Their website has since dropped “Irish” from their name. However, it is the government who will prove most affected by the fiasco. This is just the most recent in a litany of high-profile messes in recent months, including, but by no means limited to, the medical card furore, the vigorous back-pedalling over promises made about primary class sizes and the overall rabbit-in-the-headlights response to the credit crisis. The governmental response to the dioxin scare was unsatisfactory in just about every aspect. To begin with, the routine checks which led to the discovery of the presence of dioxin in meat had not been carried out at the factory in question for over a year. This alone should have been enough to cause uproar: upon what, exactly, does Ireland base its claims to be a producer of “quality” meat when checks

are so infrequent that they’re not even annual? The Food Safety Authority (FSAI), in an effort to be safe rather than sorry, chose to recall all pig meat rather than to rely on the traceability system to choose only the meat known to have come into contact with the contaminated feed. It was a move which prompted Alan Matthews, professor of European Agricultural Policy in Trinity, to express wonder at the fact that pigs which never came into contact with this feed weren’t getting to supermarket shelves. Although beef is traceable back to factory and farm, as it has been since the BSE crisis of the 90s, pig meat, though traceable to the factory, generally cannot be traced further back because the pork industry does not enjoy the lavish funding afforded to beef producers. Thus out of only ten farmers affected by the contaminated feed, four

hundred producers suffered the effects of the product recall. If nothing else, the debacle has proven beyond all doubt that the traceability of every pack of pig meat – claims on the packs which might lead you to believe that the worker in your local Spar knew every individual pig farmer by name – was a comforting myth which, when put to the test, spectacularly failed to yield results to anyone’s benefit.
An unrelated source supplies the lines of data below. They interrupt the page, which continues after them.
PR #566, opened 2023-02-04
Implement unverified device ID logins

GnomedDev:
This implements the required IOS call to fetch the device ID, then sends this information to the matchmaking server if it is not the default dolphin ID.

On the server side, it adds a migration to the DB which sets up the schema better, to allow for user creation to actually occur (this was untested previously).

This PR does not verify if the console is lying about it's device ID, and is a foundation for this verification to be built on by someone other than me.

### DIFF
--- a/payload/game/ui/RandomMatchingPage.cc
+++ b/payload/game/ui/RandomMatchingPage.cc
@@ -1,16 +1,12 @@
 #include "RandomMatchingPage.hh"
 
-#include <game/system/SaveManager.hh>
-#include <game/ui/SectionManager.hh>
-#include <sp/cs/RoomClient.hh>
+#include "game/system/SaveManager.hh"
+#include "game/ui/SectionManager.hh"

As food writer Georgina Campbell put it at the time, “There’s this awful feeling that there’s no-one in control.” Such a feeling only escalated when, resulting from the conflicted conferences, warnings were similarly confused and apparently contradictory, keen to reassure the public that pork was not dangerous and yet insistent that it had to be destroyed. In turn, the consumer response was at ambivalent and, in many cases, sceptical.

While it has yet to be proved whether the scare significantly weakened the current government’s popularity or perceived ability to keep its head in times of trouble, it can be guessed that this latest fiasco has not helped its already ailing stock. The comparisons drawn between the latest mess, under inexperienced Brendan Smith, and the Foot and Mouth epidemic of 2001, which was handled with far greater aplomb by a seasoned Minister for Agriculture, Joe Walsh, have opened up Cowen’s kitchen cabinet of friends and supporters, to even greater criticism, while better-qualified rivals wait on the sidelines. The fallout abroad from the crisis has yet to be fully realised, though there was a foretaste of the reaction with South Africa’s swift move to ban all EU meat and dairy products. The ban has now been lifted on EU beef and dairy but at

time of writing still remains in place on Irish pork. As the chorus of commentators have been unanimous in affirming, good reputations take years to build and bad ones years to overcome; in some cases, a bad reputation never entirely goes away. The consequences of this latest dent to Ireland’s agricultural reputation are not to be underestimated, particularly facing into the year of the big slump, when sterling has taken a 30 percent dip on its standing at the start of the year. Considering that the UK makes up more than 40 percent of Ireland’s food export market, Ireland needs to keep its reputation as clean as possible in the coming year if it is to weather the inhospitable economic tide on the horizon. On the home front and abroad, the pork scandal makes for a thoughtprovoking, if none too positive, augury for Ireland in 2009.